Issue #908, opened 2026-05-20
Add E2E coverage


salasberryfin:
# Description

Leverage the update extension to write e2e tests.

furkatgofurov7:
#910

PR #910, opened 2026-05-21
Add in-place updates e2e suite

### LINKED ISSUE #907: Write a mock update extension for CAPRKE2
# Description

Use recent changes in Kubeadm as reference for implementing an update extension for CAPRKE2

alexander-demicev:

This PR adds e2e suite and test extension for in-place updates, I also uncovered some issues with the implementation. All code mostly follows kubeadm patterns. 

Fixes #907, #908 

**Checklist**:

- [ ] includes documentation
- [ ] adds unit tests


pkg/rke2/desiredstate/desired_state.go
```diff
@@ -0,0 +1,262 @@
...
+		// Creating a new machine
+		machineName = names.SimpleNameGenerator.GenerateName(rcp.Name + "-")
+		version = rcp.GetDesiredVersion()
+
+		serverConfig, err := json.Marshal(rcp.Spec.ServerConfig)
+		if err != nil {
+			return nil, fmt.Errorf("failed to marshal server configuration: %w", err)
+		}
+
+		annotations[controlplanev1.RKE2ServerConfigurationAnnotation] = string(serverConfig)
```
anmazzotti, line 102: I miss why we propagate the serverConfig to the machine as annotation.
Is this used anywhere else? This could be quite long since it has many nested fields.

test/extension/handlers/inplaceupdate/handlers.go
anmazzotti, line 1: Asking out of ignorance. Is this the in-place update webhook implementation? Will this be running within the same caprke2 controller or require its own deployment?
Should it already live in some `exp`(erimental) subfolder and be deployed depending on a feature gate?

alexander-demicev: It will be a separate deployment, same as any other CAPI extension. This extension is for testing contracts only, the real one can live anywhere.

pkg/rke2/desiredstate/desired_state.go
alexander-demicev: It used here https://github.com/rancher/cluster-api-provider-rke2/blob/main/pkg/rke2/machine_filters.go#L104 to compare with `ServerConfig` for deciding if machine needs a rollout, your concern is valid but the pattern is already being used.

anmazzotti: Thank you, I missed that.
Ok it makes sense. 

I was wondering if we can just compare (and propagate) the hash of the (json serialized) object, but that also has its issues as we can't make distinctions between supported fields or not.

anmazzotti (approved):
Nice work, thank you!

furkatgofurov7 (approved):
Thanks a lot, nice work!

alexander-demicev:
@furkatgofurov7 @anmazzotti can someone restart the lint job?

furkatgofurov7:
cc @salasberryfin

controlplane/internal/controllers/rke2controlplane_controller.go
```diff
@@ -119,6 +124,7 @@ type RKE2ControlPlaneReconciler struct {
 // +kubebuilder:rbac:groups="infrastructure.cluster.x-k8s.io",resources=*,verbs=get;list;watch;create;patch;delete
 // +kubebuilder:rbac:groups="apiextensions.k8s.io",resources=customresourcedefinitions,verbs=get;list;watch
 // +kubebuilder:rbac:groups=runtime.cluster.x-k8s.io,resources=extensionconfigs,verbs=get;list;watch
+// +kubebuilder:rbac:groups="",resources=namespaces,verbs=get;list;watch
```
salasberryfin, line 127: I'm curious to know if this is something we need specifically for in-place updates or if this was missing from the provider.

yiannistri (approved):
Thank you

controlplane/internal/controllers/rke2controlplane_controller.go
furkatgofurov7: This does not seem to be a blocker, but rather a question AFAIU and even it is we can follow-up, so I am going ahead with adding this PR to the merge queue before doing a new minor release

alexander-demicev: `GetAllExtensions()` does a get on namespaces internally https://github.com/kubernetes-sigs/cluster-api/blob/main/internal/runtime/client/client.go#L766

alexander-demicev: Yes, it's in-place updates specific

+===+

### Task to complete
Give back the complete data, each line unchanged.

### Exercise solution
Issue #908, opened 2026-05-20
Add E2E coverage


salasberryfin:
# Description

Leverage the update extension to write e2e tests.

furkatgofurov7:
#910

PR #910, opened 2026-05-21
Add in-place updates e2e suite

### LINKED ISSUE #907: Write a mock update extension for CAPRKE2
# Description

Use recent changes in Kubeadm as reference for implementing an update extension for CAPRKE2

alexander-demicev:

This PR adds e2e suite and test extension for in-place updates, I also uncovered some issues with the implementation. All code mostly follows kubeadm patterns. 

Fixes #907, #908 

**Checklist**:

- [ ] includes documentation
- [ ] adds unit tests


pkg/rke2/desiredstate/desired_state.go
```diff
@@ -0,0 +1,262 @@
...
+		// Creating a new machine
+		machineName = names.SimpleNameGenerator.GenerateName(rcp.Name + "-")
+		version = rcp.GetDesiredVersion()
+
+		serverConfig, err := json.Marshal(rcp.Spec.ServerConfig)
+		if err != nil {
+			return nil, fmt.Errorf("failed to marshal server configuration: %w", err)
+		}
+
+		annotations[controlplanev1.RKE2ServerConfigurationAnnotation] = string(serverConfig)
```
anmazzotti, line 102: I miss why we propagate the serverConfig to the machine as annotation.
Is this used anywhere else? This could be quite long since it has many nested fields.

test/extension/handlers/inplaceupdate/handlers.go
anmazzotti, line 1: Asking out of ignorance. Is this the in-place update webhook implementation? Will this be running within the same caprke2 controller or require its own deployment?
Should it already live in some `exp`(erimental) subfolder and be deployed depending on a feature gate?

alexander-demicev: It will be a separate deployment, same as any other CAPI extension. This extension is for testing contracts only, the real one can live anywhere.

pkg/rke2/desiredstate/desired_state.go
alexander-demicev: It used here https://github.com/rancher/cluster-api-provider-rke2/blob/main/pkg/rke2/machine_filters.go#L104 to compare with `ServerConfig` for deciding if machine needs a rollout, your concern is valid but the pattern is already being used.

anmazzotti: Thank you, I missed that.
Ok it makes sense. 

I was wondering if we can just compare (and propagate) the hash of the (json serialized) object, but that also has its issues as we can't make distinctions between supported fields or not.

anmazzotti (approved):
Nice work, thank you!

furkatgofurov7 (approved):
Thanks a lot, nice work!

alexander-demicev:
@furkatgofurov7 @anmazzotti can someone restart the lint job?

furkatgofurov7:
cc @salasberryfin

controlplane/internal/controllers/rke2controlplane_controller.go
```diff
@@ -119,6 +124,7 @@ type RKE2ControlPlaneReconciler struct {
 // +kubebuilder:rbac:groups="infrastructure.cluster.x-k8s.io",resources=*,verbs=get;list;watch;create;patch;delete
 // +kubebuilder:rbac:groups="apiextensions.k8s.io",resources=customresourcedefinitions,verbs=get;list;watch
 // +kubebuilder:rbac:groups=runtime.cluster.x-k8s.io,resources=extensionconfigs,verbs=get;list;watch
+// +kubebuilder:rbac:groups="",resources=namespaces,verbs=get;list;watch
```
salasberryfin, line 127: I'm curious to know if this is something we need specifically for in-place updates or if this was missing from the provider.

yiannistri (approved):
Thank you

controlplane/internal/controllers/rke2controlplane_controller.go
furkatgofurov7: This does not seem to be a blocker, but rather a question AFAIU and even it is we can follow-up, so I am going ahead with adding this PR to the merge queue before doing a new minor release

alexander-demicev: `GetAllExtensions()` does a get on namespaces internally https://github.com/kubernetes-sigs/cluster-api/blob/main/internal/runtime/client/client.go#L766

alexander-demicev: Yes, it's in-place updates specific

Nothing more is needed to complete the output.